◆ DATA SHOWN ◆

= Beginning of Section =

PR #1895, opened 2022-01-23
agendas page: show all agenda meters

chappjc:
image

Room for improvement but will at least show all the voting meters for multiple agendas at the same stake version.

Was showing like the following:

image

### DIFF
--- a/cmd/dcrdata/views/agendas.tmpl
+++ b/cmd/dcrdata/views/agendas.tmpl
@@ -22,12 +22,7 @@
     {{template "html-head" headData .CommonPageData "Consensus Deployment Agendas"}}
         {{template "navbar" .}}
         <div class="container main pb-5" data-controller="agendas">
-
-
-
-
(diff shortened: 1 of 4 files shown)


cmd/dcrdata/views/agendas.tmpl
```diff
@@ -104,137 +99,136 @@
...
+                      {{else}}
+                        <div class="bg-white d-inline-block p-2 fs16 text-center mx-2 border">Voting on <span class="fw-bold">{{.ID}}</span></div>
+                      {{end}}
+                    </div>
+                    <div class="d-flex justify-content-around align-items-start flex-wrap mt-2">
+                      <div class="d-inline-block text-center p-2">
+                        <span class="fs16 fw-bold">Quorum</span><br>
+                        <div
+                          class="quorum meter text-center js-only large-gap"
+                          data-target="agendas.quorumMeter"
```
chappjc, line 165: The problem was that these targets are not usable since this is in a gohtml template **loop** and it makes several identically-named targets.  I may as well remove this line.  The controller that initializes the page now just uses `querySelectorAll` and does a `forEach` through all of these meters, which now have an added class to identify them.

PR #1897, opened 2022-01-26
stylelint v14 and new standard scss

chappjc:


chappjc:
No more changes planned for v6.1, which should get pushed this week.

= End of Section =
= Beginning of Section =

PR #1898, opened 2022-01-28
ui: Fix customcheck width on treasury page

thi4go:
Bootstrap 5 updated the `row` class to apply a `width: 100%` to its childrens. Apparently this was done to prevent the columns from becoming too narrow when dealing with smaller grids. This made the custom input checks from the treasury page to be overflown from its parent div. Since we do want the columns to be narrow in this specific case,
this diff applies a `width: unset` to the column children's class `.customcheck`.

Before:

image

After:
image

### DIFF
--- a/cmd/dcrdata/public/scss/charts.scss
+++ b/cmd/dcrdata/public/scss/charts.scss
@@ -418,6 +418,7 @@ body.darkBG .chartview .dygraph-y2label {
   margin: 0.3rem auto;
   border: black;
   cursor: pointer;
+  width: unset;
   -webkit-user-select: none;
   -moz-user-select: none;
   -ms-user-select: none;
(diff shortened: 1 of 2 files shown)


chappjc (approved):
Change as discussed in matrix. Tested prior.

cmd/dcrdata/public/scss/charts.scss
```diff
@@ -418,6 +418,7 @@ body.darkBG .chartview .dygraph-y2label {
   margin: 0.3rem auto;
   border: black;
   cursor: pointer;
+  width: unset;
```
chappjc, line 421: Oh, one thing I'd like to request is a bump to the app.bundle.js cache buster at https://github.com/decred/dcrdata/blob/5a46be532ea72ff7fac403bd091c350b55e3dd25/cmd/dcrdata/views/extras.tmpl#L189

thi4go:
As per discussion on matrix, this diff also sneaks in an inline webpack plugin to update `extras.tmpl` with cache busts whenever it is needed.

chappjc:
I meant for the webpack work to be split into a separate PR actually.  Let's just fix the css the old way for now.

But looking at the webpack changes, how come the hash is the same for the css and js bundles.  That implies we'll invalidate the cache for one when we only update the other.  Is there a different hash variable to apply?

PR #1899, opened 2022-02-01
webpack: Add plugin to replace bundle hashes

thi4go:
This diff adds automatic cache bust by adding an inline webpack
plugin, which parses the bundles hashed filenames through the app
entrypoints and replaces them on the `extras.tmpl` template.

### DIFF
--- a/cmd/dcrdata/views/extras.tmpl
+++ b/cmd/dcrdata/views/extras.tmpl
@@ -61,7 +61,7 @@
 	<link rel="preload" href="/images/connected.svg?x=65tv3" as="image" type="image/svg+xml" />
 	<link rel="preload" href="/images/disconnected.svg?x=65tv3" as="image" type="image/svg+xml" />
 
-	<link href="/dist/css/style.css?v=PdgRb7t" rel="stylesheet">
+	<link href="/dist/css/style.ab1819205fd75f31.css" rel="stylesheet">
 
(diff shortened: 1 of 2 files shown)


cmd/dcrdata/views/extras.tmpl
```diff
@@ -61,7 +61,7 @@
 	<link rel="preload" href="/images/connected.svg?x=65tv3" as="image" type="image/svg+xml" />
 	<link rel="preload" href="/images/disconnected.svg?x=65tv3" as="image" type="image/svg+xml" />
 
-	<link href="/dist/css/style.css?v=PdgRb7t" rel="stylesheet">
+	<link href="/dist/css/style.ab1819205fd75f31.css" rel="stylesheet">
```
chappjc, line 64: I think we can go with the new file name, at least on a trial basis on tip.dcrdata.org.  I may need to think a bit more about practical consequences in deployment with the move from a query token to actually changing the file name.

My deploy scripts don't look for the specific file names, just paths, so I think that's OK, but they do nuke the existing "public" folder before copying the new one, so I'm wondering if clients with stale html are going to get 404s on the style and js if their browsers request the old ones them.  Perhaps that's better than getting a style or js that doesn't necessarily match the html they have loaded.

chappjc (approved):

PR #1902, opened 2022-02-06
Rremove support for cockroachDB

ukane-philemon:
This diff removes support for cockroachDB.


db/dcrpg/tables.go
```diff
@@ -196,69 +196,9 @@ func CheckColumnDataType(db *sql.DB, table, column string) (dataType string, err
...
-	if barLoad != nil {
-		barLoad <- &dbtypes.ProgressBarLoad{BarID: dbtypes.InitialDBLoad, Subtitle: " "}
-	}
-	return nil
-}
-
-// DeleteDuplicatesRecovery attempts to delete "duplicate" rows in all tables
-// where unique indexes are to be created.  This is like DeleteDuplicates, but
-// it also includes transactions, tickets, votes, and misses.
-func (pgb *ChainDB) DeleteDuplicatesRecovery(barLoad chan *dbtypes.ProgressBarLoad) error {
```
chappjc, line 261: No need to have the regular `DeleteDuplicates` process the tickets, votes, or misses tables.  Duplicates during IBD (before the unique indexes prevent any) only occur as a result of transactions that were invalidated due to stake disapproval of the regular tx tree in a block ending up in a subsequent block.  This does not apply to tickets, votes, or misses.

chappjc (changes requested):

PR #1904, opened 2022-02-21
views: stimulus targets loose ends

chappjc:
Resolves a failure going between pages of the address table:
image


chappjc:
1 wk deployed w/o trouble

= End of Section =

◆ TASK DIRECTIONS ◆
Scan the entries for the word "transactions". Report each line that has it.

◆ SOLVED PROBLEM ◆
-// it also includes transactions, tickets, votes, and misses.
chappjc, line 261: No need to have the regular `DeleteDuplicates` process the tickets, votes, or misses tables.  Duplicates during IBD (before the unique indexes prevent any) only occur as a result of transactions that were invalidated due to stake disapproval of the regular tx tree in a block ending up in a subsequent block.  This does not apply to tickets, votes, or misses.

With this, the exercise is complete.